Contrary to remarkable advances within the cell therapy industry, scientists expose dissatisfied challenges associated with the preservation and post-thaw cell death globally. Post cryopreservation apoptosis is normally observed in cultures and scientists are focusing on incorporation of apoptosis inhibitors. Impressive transport of cells without affecting their survival and function is a crucial and pivotal factor in any practical cell-based therapies. Preservation of cells permits the transportation of cells between distances, as well as improvement of safety and quality control testing in clinical and research applications. The prosperity of transportation methods is evaluated through the viability and proliferation percentages of the transported cell. For many decades, the conventional methods of transferring cells globally having adverse effects and speculated to be a challenging and expensive method.
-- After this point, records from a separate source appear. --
PR #182, opened 2022-07-18
Accept input from G2P Studio

dhdaines:
Fix read_from_csv to remove UTF-8 BOM characters that are introduced by G2P Studio, so that we can actually use G2P Studio to create mappings :)

(this is not an issue for JSON, etc, since they are structured data formats which aren't affected by a useless character at the beginning of the file)

Also test the case where someone may have concatenated CSV files together with stray BOMs in them, except that this will create other problems, since they may not end in newlines, but it's good to be robust in any case.


joanise:
Oh, here too `test_mappings.py` should be blackified.

joanise:
@dhdaines I remember you suggesting the use of `encoding="utf-8-sig"` instead of this solution, do you remember why you ended up using `translate(remove_bom)` instead?

Del just had a use case face plant with a BOM in his config.json file (yeah! - readalongs says: Error: Invalid value: Config file at data/sample-config-bom.json is not in valid JSON format.) and I'm thinking of simply opening the config file with `utf-8-sig`, but I was wondering if there might be cases that won't catch.

joanise:
Hum, I think I remember now: `utf-8-sig` ignores the file-initial BOM, but not mid-file ones, while your solution ignores them everywhere. I see you have a unit test case for that, even.

dhdaines:
Aha, thanks for refreshing my memory on that...

For reading a file, `utf-8-sig` is appropriate - we decided (I think you also discussed this with me!) that in the event that somebody concatenated files with BOMs on them, it was better to remove them everywhere

dhdaines:
Note however, that if you try to concatenate CSV files, you will cause a lot of trouble beyond just random BOMs, as generally Excel produces CSV files without a final CRLF

joanise:
Right, yes, I remember having that discussion now. Thanks for the refresher about the problems concatenating CSV files, I had not really grasped the meaning of the comment about that right in the initial PR description above, but now it all makes sense.

So, this PR stands as is, and I'll use `utf-8-sig` elsewhere when we're reading files that might have the BOM.

PR #27, opened 2017-05-06
#22 - CSS overflow in event public page.

### LINKED ISSUE #22: Issue with CSS (overflow) in event public page
screen shot 2017-05-01 at 12 36 31 am

**Current behavior:**
Page at http://nextgen.eventyay.com/e/42cf5943 has issues with CSS where both the left (navigation) and right (tweets) segments overflow (no scroll) on a 1440x900p resolution.

**Expected behavior:**
Limit width of center section such as both left (navigation) and right (tweets) section are visible without overflow.

sumedh123:
Initial behaviour : 

initial

After Fix : 

afterfix

Fixes #22 for large and medium screen sizes. However for some small ones, I am working and will soon add commits.


app/styles/partials/footer.scss
```diff
@@ -2,6 +2,9 @@
   display: flex;
   min-height: 100vh;
   flex-direction: column;
+  .main-container {
```
niranjan94: @sumedh123 this isn't the right way to do this. This would affect all the other pages. (Pages which do not have a side-rail and hence don't have an overflow issue). 

Also, we want this fix only for smaller screen sizes.

So, 
- This styles should be applied only to pages that have a left rail
- The styles should be applied depending on the screenwidth. If the screen is wide enough, don't disturb semantic's default width/sizing.

sumedh123: "We want this fix only for smaller screen sizes." But larger screen is having the problem too. Okay I will take care of all the screen sizes.

niranjan94: @sumedh123 Not all screen sizes have this issue. So figure out which all have the issues and fix accordingly. 

And when using media queries to properly support different device width's, ensure you follow Semantic-UI's device widths (https://semantic-ui.com/elements/container.html)

screen shot 2017-05-07 at 12 29 36 am

sumedh123: @niranjan94 For small screen sizes, what is the expected position of rails? Because the middle portion containing information occupies all the space and placing the left and right rail along with the middle part won't make it look good.

niranjan94: For mobile screens, where the middle containers takes up the full width, we want the rail menu to be hidden and instead a different menu at the top of the content. 
This can be dealt with as separate issue. 

In this issue, you can just fix for the other screen sizes where we still can have rails.

sumedh123:
@niranjan94 I have added the media queries so that it looks good on small, medium, large sizes( > 1200px ).
Screenshots : 
Large : 
large
Medium : 

medium
Small : 
small

app/styles/partials/footer.scss
```diff
@@ -33,3 +33,68 @@ footer {
     right: 0 !important;
   }
 }
+
+
+@media screen and (min-width : 1200px) {
+    #main-container {
```
niranjan94: @sumedh123 we need these styles applied **only** for pages with a side rail. We don't want this on all pages.

app/styles/partials/footer.scss
```diff
@@ -33,3 +33,68 @@ footer {
     right: 0 !important;
   }
 }
+
```
niranjan94: And please don't put these styles in footer.scss. They have no relationship to that.

app/styles/partials/footer.scss
sumedh123: @niranjan94 What are those pages with a side rails? I am not able to find any other pages for now who are having rails.

app/styles/partials/footer.scss
sumedh123: @niranjan94 Sure. I 'll move them in override.scss

app/styles/partials/footer.scss
niranjan94: @sumedh123 the code needs to work on any page with side rails ... Have you css selectors like that

app/styles/partials/footer.scss
niranjan94: Create a new partial called a `rails.scss` and move it there.

app/styles/partials/footer.scss
sumedh123: @niranjan94 We can use SASS placeholder to put it up in a place and then just adding class to the parent of the rails would balance the rails and the middle part for any pages.

sumedh123: @niranjan94 Opinions?

niranjan94: @sumedh123 can you show an implementation of your idea ?

sumedh123: @niranjan94 I have overrided the classes of semantic ui. So any rails with those classes will be aligned as is present in above pictures. Adding placeholders will improve the quality of code. That's it. I am working on it. Still, I guess without placeholders the code will also work.

sumedh123:
@niranjan94 Can you deploy the newest commits to the site and check the deployment? Because some other contributor has changed the markup so I had to change the selectors. Also what else is needed?

niranjan94:
@sumedh123 there are conflicts. Please resolve them first.

sumedh123:
@niranjan94 Sorry for late reply. Lost my internet connectivity today. I have resolved the conflicts. Please review.

app/styles/partials/rails.scss
```diff
@@ -0,0 +1,57 @@
+@media screen and (min-width : 1200px) {
+    .ui .rail.left {
+      left : auto;
+      right : 80%;
+      padding : 0 2rem 0 0;
+      margin : 0 2rem 0 0;
+    }
+    .event .description {
```
niranjan94: Like I said before, please ensure this works on all pages with a rail. Use css [Adjacent sibling selectors](https://developer.mozilla.org/en/docs/Web/CSS/Adjacent_sibling_selectors) to make this work with all pages that have a rail.

niranjan94:
And also, please squash all your commits into one.

sumedh123:
@niranjan94 Please review.

app/styles/partials/rails.scss
```diff
@@ -0,0 +1,57 @@
+@media screen and (min-width : 1200px) {
+    .ui .rail.left {
+      left : auto;
+      right : 80%;
+      padding : 0 2rem 0 0;
+      margin : 0 2rem 0 0;
+    }
+    .rail.left + .event > .description {
```
niranjan94: Again ... You're doing it only for the public event page. Don't use `.event > .description`. Keep it generic by referring to the div next to the rail div .

sumedh123:
@niranjan94 Please review.

app/styles/partials/rails.scss
```diff
@@ -0,0 +1,57 @@
+@media screen and (min-width : 1200px) {
```
niranjan94: Keep a max-width of `1600px` here. because, after `1600px` the normal width itself is alright

app/styles/partials/rails.scss
```diff
@@ -0,0 +1,57 @@
...
+    .ui .rail.left {
+      left : auto;
+      right : 80%;
+      padding : 0 2rem 0 0;
+      margin : 0 2rem 0 0;
+    }
+    .rail.left + div {
+      width : 60%;
```
niranjan94: And this can go up a little bit. There's more space that we can use.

The main purpose of some studies is the optimization of cell survival after cryopreservation. In the new generation of cryopreservation science, various experiments wish to discover suitable and alternative methods for cell transportation to ship viable cells at ambient temperature without dry ice or in media filled flasks. In this review we try to represent a summary of the detection of recent studies including dry preservation, hypothermic preservation, agarose-gel based method, polymer based cryogel matrix, encapsulation method, fibrin microbeads, osmolyte solution composition, collagen-based scaffold, natural zwitterionic betaine, bio-inspired cryo-ink that have been performed alternative, effective and economic methods for shipping viable cells at ambient temperature.